Еще один больной сыпным тифом в этой же деревне был уже при смерти, но в разговорах с Ниной я старался выкинуть это из головы и твердо заверял ее в том, что буду бороться за ее жизнь всеми доступными мне средствами — лишь бы только помочь ей самой справиться с болезнью. Я чувствовал, что обязан этой девушке, смиренно и безропотно лежавшей теперь передо мной, не меньше чем вдвойне: ведь она не только была моей верной помощницей, но и, вне всякого сомнения, заразилась, ухаживая за другими больными сыпным тифом. Я привез с собой несколько чистых шерстяных одеял на замену старым, которые забрал для особой термической и химической обработки от вшей. Я сам дал ей две таблетки «Пирамидона» и таблетку сильного успокаивающего, а остальные необходимые медикаменты, с подробными предписаниями по применению, вручил Ольге, добавив к этому еще и средство для усиления кровообращения. Когда я выходил из комнаты, Нина провожала меня лишь глазами: произнести вслух: «До свидания, герр доктор» — у нее уже просто не было сил.
* * *
Позвонил по телефону Руди Беккер: штаб полка требовал от нас провести детальную инвентаризацию всего имущества, боеприпасов, гужевого скота и запасов продовольствия, которыми в настоящий момент располагал наш батальон. Подобное распоряжение могло указывать лишь на приближение каких-то перемен, и Ноак прямо спросил у Беккера, в чем тут дело. Означает ли это наш отвод во Францию? Или, может быть, приписание к другому полку? Или отступление? Или наступление? Выяснилось, что ни первое, ни второе, ни третье, ни — тем более — четвертое, но причина тем не менее была все-таки приятной.

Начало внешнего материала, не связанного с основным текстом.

PR #818, opened 2020-03-10
Add an iRanged flag to NWNX_Damage_DealDamage()

GideonCrawle:
This change allows the scripter to specify that damage dealt is ranged only. Default value of FALSE in NWScript so shouldn’t break compatibility.

### DIFF
--- a/Plugins/Damage/Damage.cpp
+++ b/Plugins/Damage/Damage.cpp
@@ -238,6 +238,7 @@ ArgumentStack Damage::DealDamage(ArgumentStack&& args)
         positive[k] = vDamage[k] > 0;
     }
     int damagePower = Services::Events::ExtractArgument<int32_t>(args);
+    int range = Services::Events::ExtractArgument<int>(args);
 
     CNWSCreature *pSource = Globals::AppManager()->m_pServerExoApp->GetCreatureByGameObjectID(oidSource);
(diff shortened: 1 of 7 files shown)


Plugins/Damage/Damage.cpp
```diff
@@ -238,6 +238,7 @@ ArgumentStack Damage::DealDamage(ArgumentStack&& args)
         positive[k] = vDamage[k] > 0;
     }
     int damagePower = Services::Events::ExtractArgument<int32_t>(args);
+    int range = Services::Events::ExtractArgument<int>(args);
```
mtijanic: Maybe this should be in a try/catch, so that if something is not pushed (because of old nss file) it doesn't break existing code, but just print a warning and assume 0?

GideonCrawle:
```suggestion
    int range = 0;
    try {
        range = Services::Events::ExtractArgument<int>(args);
    }
    catch(std::exception e) {
        LOG_WARNING("NWNX_Damage_DealDamage() called from NWScript without final parameter. Please download the latest versions of NWNX scripts.");
    }
```

Is there any sense to outputting the actual exception text, since there's more specific information available and the problem is readily apparent?

Daztek: Should be fine without the actual exception text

Судя по всему, старик Беккер оказался прав. Наступательный потенциал русских в конце концов все же иссяк; враг был обессилен не меньше нашего, и германский Генерапьный штаб уверился в том, что этой зимой русские уже не причинят нам никаких серьезных неприятностей. Теперь мы могли спокойно сидеть на наших позициях и проводить обстоятельную инвентаризацию.

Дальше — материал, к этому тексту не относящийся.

PR #830, opened 2020-03-31
Add GetFeatGrantLevel, GetInternalObjectType, PluginExists, GetUserDirectory

Jorteck:
**Creature - GetFeatGrantLevel**
When a feat is removed from a creature, there is no easy API to determine which level this feat was removed from, if we need to restore it later using AddFeatByLevel.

Я вдруг избавился от оказавшегося неожиданно огромным внутреннего страха, не проявлявшегося ранее, и война предстала мне в другом, не столь зловещем аспекте. Каждый солдат инстинктивно чувствовал, что, когда зима закончится, у нас будет несравненно больше шансов противостоять красным. Я подошел к окну и выглянул наружу. Повсюду пока лежал снег, ставший для нас за эти несколько ужасных месяцев символом смерти. Еще минуту назад я воспринимал его как зловещий белый саван, который будет покрывать землю до скончания века; теперь же я осознал, что это все же преходящее явление. За несколько следующих недель он уступит место весенним ветрам, а солнце с каждым днем будет припекать все сильнее и сильнее. Кошмар зимней войны закончится, и из этого мира вечной мерзлоты возникнет новая жизнь и новая надежда на лучшее. Я стал буквально физически ощущать, как исчезают мои проблемы с сердцем — и аритмия, и шумы экстрасистол. Теперь я твердо знал, что снова увижу свой родной дом и Марту.

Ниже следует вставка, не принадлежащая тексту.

PR #852, opened 2020-04-14
Large scale refactor, part 1

### LINKED ISSUE #868: [RFC] Merge all the inl files into headers.
They just make the codebase harder to navigate, imo.

### LINKED ISSUE #921: Remove all heap allocations from the crash handler path
Otherwise in case of heap corruption we get a nested segfault which gives no useful info - see logs in #920

mtijanic:
Various misc improvements:

* Exclusive hooks can now return the hook, no need for two calls
* use `s_` for static variables everywhere
* minor copy optimizations
* Get rid of all the `NWNXLib::API::Types` stuff
* Get rid of some build configs that were never used
* Collapse multiple namespaces into nested ones
* Remove .inl files that are just noise (resolves #868)
* Handle errors that happen during stack trace printing (resolves #921)
* Get rid of PluginInfo and a ton of plugin boilerplate

...to be continued..


mtijanic:
Okay, if I continue this will become absolutely unmanageable (it already is), so I've cut off at some point, and the rest will be separate PRs.

PR #880, opened 2020-05-03
tweaks: Static member variables already zero initialized

jd28:
From standard: “Variables with static storage duration (3.7.1) or thread storage duration (3.7.2) shall be zero-initialized (8.5) before any other initialization takes place”


jd28:
There coudld be an issue with this PR if classes.2da were modified and `NWNX_Administration_ReloadRules` was called, I just realized that.

GoLoT:
@mtijanic mentioned in his review that https://github.com/nwnxee/unified/pull/880/files#diff-98ae8517219b13a69eec672945e0c63dL35 isn't needed. I wasn't aware that array contents were initialized to 0 by default, so feel free to remove it.

The other block is needed to reset the values when 2das are reloaded as you said.

jd28:
I reverted the deletion of the second block.

PR #881, opened 2020-05-03
services/config: Use if constexpr and Utils::from_string to simplify

jd28:
One (potentially) nice fallout is anything that specializes Utils::from_string could be used as a configuration type.  Other than that, just cleanup.


mtijanic:
Is this still WIP?

jd28:
Well... I haven't worked on it for awhile besides testing, so I figured best to let anyone that might have feedback the opportunity to share it.

jd28:
Removed WIP tag.  I think it's as good as it can be without adding any needless disruptions to the rest of the code base.

PR #882, opened 2020-05-04
dockerignore: Add lines from gitignore

jd28:
Avoid copying unnecessary crap to docker image.  I admit a lack of experience with docker, so if this is wrong please advise and I will close PR.

### DIFF
--- a/.dockerignore
+++ b/.dockerignore
@@ -8,3 +8,11 @@ LICENSE
 *.md
 .git*
 .circleci
+.idea/
+.vscode/
+Binaries/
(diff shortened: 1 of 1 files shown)


mtijanic:
This looks sane to me but I don't know much about docker. @jakkn @urothis any concerns?

urothis:
Looks good to me.

jakkn:
Should work, yeah. Can also flip it if that makes sense.
```
*
!Core
!NWNXLib
!Plugins
!Scripts
```

PR #890, opened 2020-05-09
Some minor things

jd28:
Only https://github.com/nwnxee/unified/commit/a4f0b3ad114ed09bf01f00d964c19d1a66ab1074 probably needs some review.  On it's face I'm not sure how/if it worked?


NWNXLib/Encoding.cpp
```diff
@@ -180,7 +180,7 @@ std::string ToBase64(const std::vector<uint8_t>& in)
     {
         out.push_back('=');
     }
-    return std::move(out);
+    return out;
```
mtijanic, line 183: What is the actual pesimization here?

mtijanic: Disassembly to the rescue. Nevermind.

PR #896, opened 2020-05-11
[WIP] Scriptable special attacks

GoLoT:
It's feedback time. I decided to go with a new plugin because this didn't fit any of the existing plugins and I have to add other combat engine related functions later on.

I still have to do thorough testing and the custom scripts only have access to the attacker oid (`OBJECT_SELF`) at the moment. I will expose the attacked object and other relevant information (damage, feat ID...) soon.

Когда я отправился на следующий день с объездом тыловых деревень, мой первый визит был, конечно же, к Нине. Болезнь достигла критической стадии, и организм Нины отчаянно боролся за жизнь. Маленькая Ольга неотлучно сидела рядом с ней и прикладывала холодные компрессы ко лбу. Я привез им основательный запас мяса и других продуктов, а также немного кофейных зерен для стимуляции Нининого кровообращения. Ее пульс все еще молотил с частотой 120 ударов в минуту, а высокая температура усиленно гнала кровь по разогретым сосудам. Взгляд был затуманенным, а мышление спутанным и все чаще переходящим в бред; страшный тифозный яд уже вовсю свирепствовал в ее теле. И все же она была еще совсем не похожа на того Тульпина, каким мы увидели его в тифозном изоляторе Ржева. На ее стороне была завидная сопротивляемость молодого и отменно здорового организма, и это наполняло меня надеждой на то, что она все-таки выдержит.